_PROBLEM TO WORK ON_: Repeat the entries verbatim.

>>>>>

Issue #516, opened 2020-06-15
Add Authentication check to appropriate web api endpoints


entrotech:
### Overview
Almost all of our web api endpoints with the exception of the /api/stakeholders and some of the /api/accounts endpoints should only be accessed by authenticated (logged in) users. Implement the authentication check.

### Action Items
Account Controller: Most are used by unauthenticated users, except:
/api/accounts GET: requires validated user.
/api/setPermissions POST: requires validated user with securityAdmin role.
/api/resetPassword POST: requires validated user (I think).

Category Controller:
/api/ GET does not require auth
/api/:id GET does not require auth
all others require auth and admin role

Distance Controller: not used
ESRI Controller: does not require auth

FAQ Controller: 
All GET endpoints do not require auth
All others require authenticated user and admin permission

Import Controller:
All require authenticated user and admin permission.

Load Controller:
All require authentication user and admin permission.

Neighborhood Controller:
does not require authenticated user

Stakeholder Controller:
GET /api/stakeholders unauthenticated
GET /api/stakeholders/dashboard auth with dataEntry, coordinator or admin role
GET /api/:id auth with dataEntry, coordinator or admin role
POST /api/csv auth with dataEntry or admin or coordinator role
POST /api auth with admin or coordinator role
PUT /api/:id auth with dataEntry, coordinator, or admin role
PUT /api/stakeholder/:id?needsVerificattion auth with admin or coordinator role
PUT /api/stakeholder/:id?assign auth with admin or  coordinator role
PUT /api/stakeholder/:id?claim auth with admin role
DELETE /api/:id auth with admin role

jafow:
will use this issue to track on #514

entrotech:
PR #514

PR #544, opened 2020-06-20
516 add access roles on jwt

jafow:
#516 

## summary
Adds role validation to JWT. Enables routes to be limited to those having certain roles by checking the [JWT subject](https://tools.ietf.org/html/rfc7519#section-4.1.2) encoded on the token.


app/services/account-service.js
```diff
@@ -306,6 +306,19 @@ const authenticate = async (email, password) => {
   }
   const isUser = await bcrypt.compare(password, user.passwordHash);
   if (isUser) {
+    // assign role on JWT; default to least privilege
```
jafow, line 309: For a handful of roles this is probably fine. But I wouldn't to add many more; if we find we need to add 2 or more I think that would be the occasion to refactor to using a `roles` table with role ids. 

This could simplify the `is_admin`, `is_coordinator` cols on the logins table, too, because the roles table would define jsut what a "coordinator" role is. Make the lookup ask, "do you have the role(s) needed? if not good bye".

middleware/jwt-session.js
```diff
@@ -22,7 +23,11 @@ module.exports = {
 // as as a JSON response body (for clients that may not be able to
 // work with cookies).
 async function login(req, res) {
-  const token = await sign({ email: req.user.email, id: req.user.id });
+  const token = await sign({
+    email: req.user.email,
+    id: req.user.id,
+    sub: `${req.user.role}/0` || "data_entry/0",
```
jafow, line 29: we sign the accounts role onto the JWT subject. The /0 is just for versioning

jafow:
it occurred to me that since we are storing this cookie in the browser for several days, that some accounts that are "logged in" -- i.e. have a valid jwt but without a subject role on it -- would get a HTTP 401 auth error where they otherwise wouldn't expect to. 

I haven't looked to see how the client handles this -- I hope in a friendly way! -- but Id' expect that a logout/login should set it right.

app/services/account-service.js
```diff
@@ -306,6 +306,22 @@ const authenticate = async (email, password) => {
...
+    let role = [];
```
jafow, line 310: @entrotech updated here to build up a list of roles and concat into a single `.role` string on the user.

middleware/jwt-session.js
```diff
@@ -22,7 +23,11 @@ module.exports = {
 // as as a JSON response body (for clients that may not be able to
 // work with cookies).
 async function login(req, res) {
-  const token = await sign({ email: req.user.email, id: req.user.id });
+  const token = await sign({
+    email: req.user.email,
+    id: req.user.id,
+    sub: `${req.user.role}` || "data_entry",
```
jafow, line 29: the role(s) set on the user by `account-service.js` gets signed onto the jwt subject key here, and then later decoded and matched on validation

middleware/jwt-session.js
```diff
@@ -51,6 +56,50 @@ async function validateUser(req, res, next) {
...
+    permittedRoles = ["date_entry"];
+  }
+  return async function validateUserJwt(req, res, next) {
+    const jwtString = req.headers.authorization || req.cookies.jwt;
+    try {
+      // the payload object encoded on the JWT
+      const payload = await verify(jwtString);
+
+      // check that JWT subject is encoded with at least one of the requiredRoles
+      let isJWTRoleInAllowedRoles = permittedRoles.some((permittedRole) => {
```
jafow, line 82: way this works is that each route can specify a list of 1 or more roles that must exist on the users' jwt in order to proceed. 

e.g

<<<<<

_TASK SOLUTION_:
Issue #516, opened 2020-06-15
Add Authentication check to appropriate web api endpoints


entrotech:
### Overview
Almost all of our web api endpoints with the exception of the /api/stakeholders and some of the /api/accounts endpoints should only be accessed by authenticated (logged in) users. Implement the authentication check.

### Action Items
Account Controller: Most are used by unauthenticated users, except:
/api/accounts GET: requires validated user.
/api/setPermissions POST: requires validated user with securityAdmin role.
/api/resetPassword POST: requires validated user (I think).

Category Controller:
/api/ GET does not require auth
/api/:id GET does not require auth
all others require auth and admin role

Distance Controller: not used
ESRI Controller: does not require auth

FAQ Controller: 
All GET endpoints do not require auth
All others require authenticated user and admin permission

Import Controller:
All require authenticated user and admin permission.

Load Controller:
All require authentication user and admin permission.

Neighborhood Controller:
does not require authenticated user

Stakeholder Controller:
GET /api/stakeholders unauthenticated
GET /api/stakeholders/dashboard auth with dataEntry, coordinator or admin role
GET /api/:id auth with dataEntry, coordinator or admin role
POST /api/csv auth with dataEntry or admin or coordinator role
POST /api auth with admin or coordinator role
PUT /api/:id auth with dataEntry, coordinator, or admin role
PUT /api/stakeholder/:id?needsVerificattion auth with admin or coordinator role
PUT /api/stakeholder/:id?assign auth with admin or  coordinator role
PUT /api/stakeholder/:id?claim auth with admin role
DELETE /api/:id auth with admin role

jafow:
will use this issue to track on #514

entrotech:
PR #514

PR #544, opened 2020-06-20
516 add access roles on jwt

jafow:
#516 

## summary
Adds role validation to JWT. Enables routes to be limited to those having certain roles by checking the [JWT subject](https://tools.ietf.org/html/rfc7519#section-4.1.2) encoded on the token.


app/services/account-service.js
```diff
@@ -306,6 +306,19 @@ const authenticate = async (email, password) => {
   }
   const isUser = await bcrypt.compare(password, user.passwordHash);
   if (isUser) {
+    // assign role on JWT; default to least privilege
```
jafow, line 309: For a handful of roles this is probably fine. But I wouldn't to add many more; if we find we need to add 2 or more I think that would be the occasion to refactor to using a `roles` table with role ids. 

This could simplify the `is_admin`, `is_coordinator` cols on the logins table, too, because the roles table would define jsut what a "coordinator" role is. Make the lookup ask, "do you have the role(s) needed? if not good bye".

middleware/jwt-session.js
```diff
@@ -22,7 +23,11 @@ module.exports = {
 // as as a JSON response body (for clients that may not be able to
 // work with cookies).
 async function login(req, res) {
-  const token = await sign({ email: req.user.email, id: req.user.id });
+  const token = await sign({
+    email: req.user.email,
+    id: req.user.id,
+    sub: `${req.user.role}/0` || "data_entry/0",
```
jafow, line 29: we sign the accounts role onto the JWT subject. The /0 is just for versioning

jafow:
it occurred to me that since we are storing this cookie in the browser for several days, that some accounts that are "logged in" -- i.e. have a valid jwt but without a subject role on it -- would get a HTTP 401 auth error where they otherwise wouldn't expect to. 

I haven't looked to see how the client handles this -- I hope in a friendly way! -- but Id' expect that a logout/login should set it right.

app/services/account-service.js
```diff
@@ -306,6 +306,22 @@ const authenticate = async (email, password) => {
...
+    let role = [];
```
jafow, line 310: @entrotech updated here to build up a list of roles and concat into a single `.role` string on the user.

middleware/jwt-session.js
```diff
@@ -22,7 +23,11 @@ module.exports = {
 // as as a JSON response body (for clients that may not be able to
 // work with cookies).
 async function login(req, res) {
-  const token = await sign({ email: req.user.email, id: req.user.id });
+  const token = await sign({
+    email: req.user.email,
+    id: req.user.id,
+    sub: `${req.user.role}` || "data_entry",
```
jafow, line 29: the role(s) set on the user by `account-service.js` gets signed onto the jwt subject key here, and then later decoded and matched on validation

middleware/jwt-session.js
```diff
@@ -51,6 +56,50 @@ async function validateUser(req, res, next) {
...
+    permittedRoles = ["date_entry"];
+  }
+  return async function validateUserJwt(req, res, next) {
+    const jwtString = req.headers.authorization || req.cookies.jwt;
+    try {
+      // the payload object encoded on the JWT
+      const payload = await verify(jwtString);
+
+      // check that JWT subject is encoded with at least one of the requiredRoles
+      let isJWTRoleInAllowedRoles = permittedRoles.some((permittedRole) => {
```
jafow, line 82: way this works is that each route can specify a list of 1 or more roles that must exist on the users' jwt in order to proceed. 

e.g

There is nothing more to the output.